*TASK INSTRUCTIONS:* Print the data exactly as it appears, keeping every word.
[DATASET EXTRACT — start]
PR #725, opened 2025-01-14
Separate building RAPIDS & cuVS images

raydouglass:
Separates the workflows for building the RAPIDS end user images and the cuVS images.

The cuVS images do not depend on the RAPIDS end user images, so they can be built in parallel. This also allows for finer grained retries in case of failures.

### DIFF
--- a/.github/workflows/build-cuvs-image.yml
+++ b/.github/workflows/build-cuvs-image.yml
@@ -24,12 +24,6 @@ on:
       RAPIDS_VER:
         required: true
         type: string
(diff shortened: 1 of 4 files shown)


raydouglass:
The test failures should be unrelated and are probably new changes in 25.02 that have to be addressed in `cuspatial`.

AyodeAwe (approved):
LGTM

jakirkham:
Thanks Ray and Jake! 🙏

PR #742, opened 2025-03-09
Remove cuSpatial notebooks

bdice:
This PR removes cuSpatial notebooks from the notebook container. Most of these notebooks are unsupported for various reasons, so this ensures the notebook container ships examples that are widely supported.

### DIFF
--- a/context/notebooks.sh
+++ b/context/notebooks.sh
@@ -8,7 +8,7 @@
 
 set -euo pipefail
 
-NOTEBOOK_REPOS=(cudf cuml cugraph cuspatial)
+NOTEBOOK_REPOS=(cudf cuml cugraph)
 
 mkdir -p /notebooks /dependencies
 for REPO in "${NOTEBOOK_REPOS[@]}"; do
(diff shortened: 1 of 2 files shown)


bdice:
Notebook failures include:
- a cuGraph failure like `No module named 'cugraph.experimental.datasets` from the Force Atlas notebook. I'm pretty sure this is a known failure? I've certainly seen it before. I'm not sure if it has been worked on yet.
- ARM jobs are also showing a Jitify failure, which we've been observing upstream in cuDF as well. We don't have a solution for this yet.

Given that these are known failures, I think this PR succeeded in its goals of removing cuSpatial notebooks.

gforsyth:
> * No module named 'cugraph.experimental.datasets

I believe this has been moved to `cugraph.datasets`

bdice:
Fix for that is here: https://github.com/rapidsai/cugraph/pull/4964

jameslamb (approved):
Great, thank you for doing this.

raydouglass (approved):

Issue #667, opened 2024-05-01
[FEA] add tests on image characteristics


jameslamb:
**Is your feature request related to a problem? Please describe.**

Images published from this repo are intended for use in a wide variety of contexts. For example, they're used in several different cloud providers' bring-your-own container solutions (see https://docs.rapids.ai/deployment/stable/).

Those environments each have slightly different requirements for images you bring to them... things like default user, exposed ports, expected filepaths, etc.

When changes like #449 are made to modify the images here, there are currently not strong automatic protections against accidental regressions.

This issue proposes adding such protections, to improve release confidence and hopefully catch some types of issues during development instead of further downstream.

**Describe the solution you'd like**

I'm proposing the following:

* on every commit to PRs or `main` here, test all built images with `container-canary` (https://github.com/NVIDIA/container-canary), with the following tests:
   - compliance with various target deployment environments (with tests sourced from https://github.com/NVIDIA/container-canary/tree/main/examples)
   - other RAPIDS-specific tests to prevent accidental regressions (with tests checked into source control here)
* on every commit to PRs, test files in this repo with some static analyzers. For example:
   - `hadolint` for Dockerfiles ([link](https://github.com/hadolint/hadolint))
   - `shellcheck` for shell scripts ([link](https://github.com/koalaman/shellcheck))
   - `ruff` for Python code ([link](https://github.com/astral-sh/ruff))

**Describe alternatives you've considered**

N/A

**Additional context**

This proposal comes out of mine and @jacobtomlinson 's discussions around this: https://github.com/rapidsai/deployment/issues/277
[DATASET EXTRACT — finish]
*SOLVED PROBLEM:*
PR #725, opened 2025-01-14
Separate building RAPIDS & cuVS images

raydouglass:
Separates the workflows for building the RAPIDS end user images and the cuVS images.

The cuVS images do not depend on the RAPIDS end user images, so they can be built in parallel. This also allows for finer grained retries in case of failures.

### DIFF
--- a/.github/workflows/build-cuvs-image.yml
+++ b/.github/workflows/build-cuvs-image.yml
@@ -24,12 +24,6 @@ on:
       RAPIDS_VER:
         required: true
         type: string
(diff shortened: 1 of 4 files shown)


raydouglass:
The test failures should be unrelated and are probably new changes in 25.02 that have to be addressed in `cuspatial`.

AyodeAwe (approved):
LGTM

jakirkham:
Thanks Ray and Jake! 🙏

PR #742, opened 2025-03-09
Remove cuSpatial notebooks

bdice:
This PR removes cuSpatial notebooks from the notebook container. Most of these notebooks are unsupported for various reasons, so this ensures the notebook container ships examples that are widely supported.

### DIFF
--- a/context/notebooks.sh
+++ b/context/notebooks.sh
@@ -8,7 +8,7 @@
 
 set -euo pipefail
 
-NOTEBOOK_REPOS=(cudf cuml cugraph cuspatial)
+NOTEBOOK_REPOS=(cudf cuml cugraph)
 
 mkdir -p /notebooks /dependencies
 for REPO in "${NOTEBOOK_REPOS[@]}"; do
(diff shortened: 1 of 2 files shown)


bdice:
Notebook failures include:
- a cuGraph failure like `No module named 'cugraph.experimental.datasets` from the Force Atlas notebook. I'm pretty sure this is a known failure? I've certainly seen it before. I'm not sure if it has been worked on yet.
- ARM jobs are also showing a Jitify failure, which we've been observing upstream in cuDF as well. We don't have a solution for this yet.

Given that these are known failures, I think this PR succeeded in its goals of removing cuSpatial notebooks.

gforsyth:
> * No module named 'cugraph.experimental.datasets

I believe this has been moved to `cugraph.datasets`

bdice:
Fix for that is here: https://github.com/rapidsai/cugraph/pull/4964

jameslamb (approved):
Great, thank you for doing this.

raydouglass (approved):

Issue #667, opened 2024-05-01
[FEA] add tests on image characteristics


jameslamb:
**Is your feature request related to a problem? Please describe.**

Images published from this repo are intended for use in a wide variety of contexts. For example, they're used in several different cloud providers' bring-your-own container solutions (see https://docs.rapids.ai/deployment/stable/).

Those environments each have slightly different requirements for images you bring to them... things like default user, exposed ports, expected filepaths, etc.

When changes like #449 are made to modify the images here, there are currently not strong automatic protections against accidental regressions.

This issue proposes adding such protections, to improve release confidence and hopefully catch some types of issues during development instead of further downstream.

**Describe the solution you'd like**

I'm proposing the following:

* on every commit to PRs or `main` here, test all built images with `container-canary` (https://github.com/NVIDIA/container-canary), with the following tests:
   - compliance with various target deployment environments (with tests sourced from https://github.com/NVIDIA/container-canary/tree/main/examples)
   - other RAPIDS-specific tests to prevent accidental regressions (with tests checked into source control here)
* on every commit to PRs, test files in this repo with some static analyzers. For example:
   - `hadolint` for Dockerfiles ([link](https://github.com/hadolint/hadolint))
   - `shellcheck` for shell scripts ([link](https://github.com/koalaman/shellcheck))
   - `ruff` for Python code ([link](https://github.com/astral-sh/ruff))

**Describe alternatives you've considered**

N/A

**Additional context**

This proposal comes out of mine and @jacobtomlinson 's discussions around this: https://github.com/rapidsai/deployment/issues/277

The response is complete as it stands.